> WHAT TO PRODUCE: Your answer should be only the lines below from the one with "PR #99, opened 2025-07-01" to the one with "there are RDM", repeated exactly, ends included.
+---+
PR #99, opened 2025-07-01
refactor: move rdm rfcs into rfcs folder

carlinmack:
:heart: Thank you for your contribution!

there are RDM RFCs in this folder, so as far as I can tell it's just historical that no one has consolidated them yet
+---+
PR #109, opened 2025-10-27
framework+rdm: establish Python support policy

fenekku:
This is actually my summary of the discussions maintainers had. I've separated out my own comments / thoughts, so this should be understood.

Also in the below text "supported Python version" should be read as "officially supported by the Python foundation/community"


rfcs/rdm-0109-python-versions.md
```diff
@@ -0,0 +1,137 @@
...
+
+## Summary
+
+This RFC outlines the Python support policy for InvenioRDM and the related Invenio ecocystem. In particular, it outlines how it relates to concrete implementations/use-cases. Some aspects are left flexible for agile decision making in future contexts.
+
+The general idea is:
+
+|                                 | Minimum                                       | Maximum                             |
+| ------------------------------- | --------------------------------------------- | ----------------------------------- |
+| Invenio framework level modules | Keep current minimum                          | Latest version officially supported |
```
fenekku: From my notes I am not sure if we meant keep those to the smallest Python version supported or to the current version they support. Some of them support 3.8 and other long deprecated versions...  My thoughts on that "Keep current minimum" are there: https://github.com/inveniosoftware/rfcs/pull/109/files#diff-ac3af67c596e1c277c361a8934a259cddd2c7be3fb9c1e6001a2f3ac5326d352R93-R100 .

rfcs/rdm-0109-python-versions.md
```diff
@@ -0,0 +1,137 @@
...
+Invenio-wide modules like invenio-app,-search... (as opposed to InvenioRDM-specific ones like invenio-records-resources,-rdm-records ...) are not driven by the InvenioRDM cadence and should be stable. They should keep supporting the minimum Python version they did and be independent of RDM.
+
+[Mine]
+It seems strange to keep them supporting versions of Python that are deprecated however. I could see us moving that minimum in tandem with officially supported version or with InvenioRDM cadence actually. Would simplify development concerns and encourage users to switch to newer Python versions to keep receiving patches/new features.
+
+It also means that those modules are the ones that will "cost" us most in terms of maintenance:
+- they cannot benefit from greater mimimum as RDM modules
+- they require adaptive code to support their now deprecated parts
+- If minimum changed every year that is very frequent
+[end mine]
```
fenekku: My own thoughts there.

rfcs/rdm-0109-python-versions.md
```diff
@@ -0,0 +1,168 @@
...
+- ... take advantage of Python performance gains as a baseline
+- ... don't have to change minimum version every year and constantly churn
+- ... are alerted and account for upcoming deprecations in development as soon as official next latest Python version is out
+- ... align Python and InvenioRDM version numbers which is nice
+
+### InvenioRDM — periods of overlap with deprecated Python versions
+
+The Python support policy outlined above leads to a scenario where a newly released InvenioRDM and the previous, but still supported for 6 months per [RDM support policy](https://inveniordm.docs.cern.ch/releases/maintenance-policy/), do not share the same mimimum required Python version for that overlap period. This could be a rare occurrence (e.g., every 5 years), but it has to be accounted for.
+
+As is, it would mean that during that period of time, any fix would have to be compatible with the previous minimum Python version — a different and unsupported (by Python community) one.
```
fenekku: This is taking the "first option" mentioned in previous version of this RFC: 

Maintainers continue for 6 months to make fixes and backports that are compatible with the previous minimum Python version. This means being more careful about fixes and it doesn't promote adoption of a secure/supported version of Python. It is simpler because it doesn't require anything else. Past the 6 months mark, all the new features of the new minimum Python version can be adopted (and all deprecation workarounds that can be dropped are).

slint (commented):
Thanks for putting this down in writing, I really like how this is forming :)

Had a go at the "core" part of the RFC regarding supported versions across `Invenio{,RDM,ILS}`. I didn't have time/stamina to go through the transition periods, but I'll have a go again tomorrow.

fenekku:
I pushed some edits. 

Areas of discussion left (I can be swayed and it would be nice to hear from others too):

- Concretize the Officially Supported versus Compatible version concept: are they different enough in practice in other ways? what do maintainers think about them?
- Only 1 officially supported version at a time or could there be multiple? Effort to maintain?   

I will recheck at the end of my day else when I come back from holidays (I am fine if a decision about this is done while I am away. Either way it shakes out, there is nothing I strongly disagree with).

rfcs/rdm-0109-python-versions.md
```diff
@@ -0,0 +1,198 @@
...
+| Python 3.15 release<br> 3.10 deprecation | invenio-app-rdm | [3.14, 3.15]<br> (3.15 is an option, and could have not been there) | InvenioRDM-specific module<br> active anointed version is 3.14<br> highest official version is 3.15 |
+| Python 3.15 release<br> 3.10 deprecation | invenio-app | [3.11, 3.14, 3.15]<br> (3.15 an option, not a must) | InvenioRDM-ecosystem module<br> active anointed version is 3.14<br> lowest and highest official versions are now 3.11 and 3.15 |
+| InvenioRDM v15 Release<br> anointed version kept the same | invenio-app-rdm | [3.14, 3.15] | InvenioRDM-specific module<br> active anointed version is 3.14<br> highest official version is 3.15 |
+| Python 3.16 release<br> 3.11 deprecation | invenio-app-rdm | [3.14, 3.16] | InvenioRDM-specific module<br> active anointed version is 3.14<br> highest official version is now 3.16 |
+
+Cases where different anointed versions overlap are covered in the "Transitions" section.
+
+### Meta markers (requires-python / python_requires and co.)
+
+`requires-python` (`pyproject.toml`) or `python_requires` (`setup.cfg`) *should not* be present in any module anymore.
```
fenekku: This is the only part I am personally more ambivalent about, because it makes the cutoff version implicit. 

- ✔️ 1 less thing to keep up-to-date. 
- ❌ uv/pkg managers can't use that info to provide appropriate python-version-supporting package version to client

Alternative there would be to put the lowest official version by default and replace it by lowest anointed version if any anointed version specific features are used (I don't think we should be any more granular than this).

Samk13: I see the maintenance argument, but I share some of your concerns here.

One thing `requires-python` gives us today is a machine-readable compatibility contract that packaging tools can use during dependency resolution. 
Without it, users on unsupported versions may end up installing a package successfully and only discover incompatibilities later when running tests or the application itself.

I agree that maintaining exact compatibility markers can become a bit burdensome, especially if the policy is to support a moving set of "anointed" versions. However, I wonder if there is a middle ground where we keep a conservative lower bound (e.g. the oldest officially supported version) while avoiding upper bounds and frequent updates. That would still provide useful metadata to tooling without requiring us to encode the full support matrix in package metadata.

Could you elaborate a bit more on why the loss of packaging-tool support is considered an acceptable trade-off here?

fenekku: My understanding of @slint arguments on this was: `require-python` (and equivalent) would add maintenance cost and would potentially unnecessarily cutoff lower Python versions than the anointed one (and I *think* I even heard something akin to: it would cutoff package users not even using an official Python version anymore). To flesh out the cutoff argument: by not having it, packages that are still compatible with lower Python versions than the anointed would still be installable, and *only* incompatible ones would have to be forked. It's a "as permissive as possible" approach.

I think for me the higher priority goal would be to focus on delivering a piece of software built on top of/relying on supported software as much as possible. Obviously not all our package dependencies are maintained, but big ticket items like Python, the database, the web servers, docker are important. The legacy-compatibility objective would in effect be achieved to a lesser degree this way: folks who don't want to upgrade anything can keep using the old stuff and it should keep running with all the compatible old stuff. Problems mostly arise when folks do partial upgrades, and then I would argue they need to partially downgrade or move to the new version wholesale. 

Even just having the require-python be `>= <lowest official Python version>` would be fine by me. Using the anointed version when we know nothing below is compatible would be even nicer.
+---+
> TASK ANSWER:
PR #99, opened 2025-07-01
refactor: move rdm rfcs into rfcs folder

carlinmack:
:heart: Thank you for your contribution!

there are RDM RFCs in this folder, so as far as I can tell it's just historical that no one has consolidated them yet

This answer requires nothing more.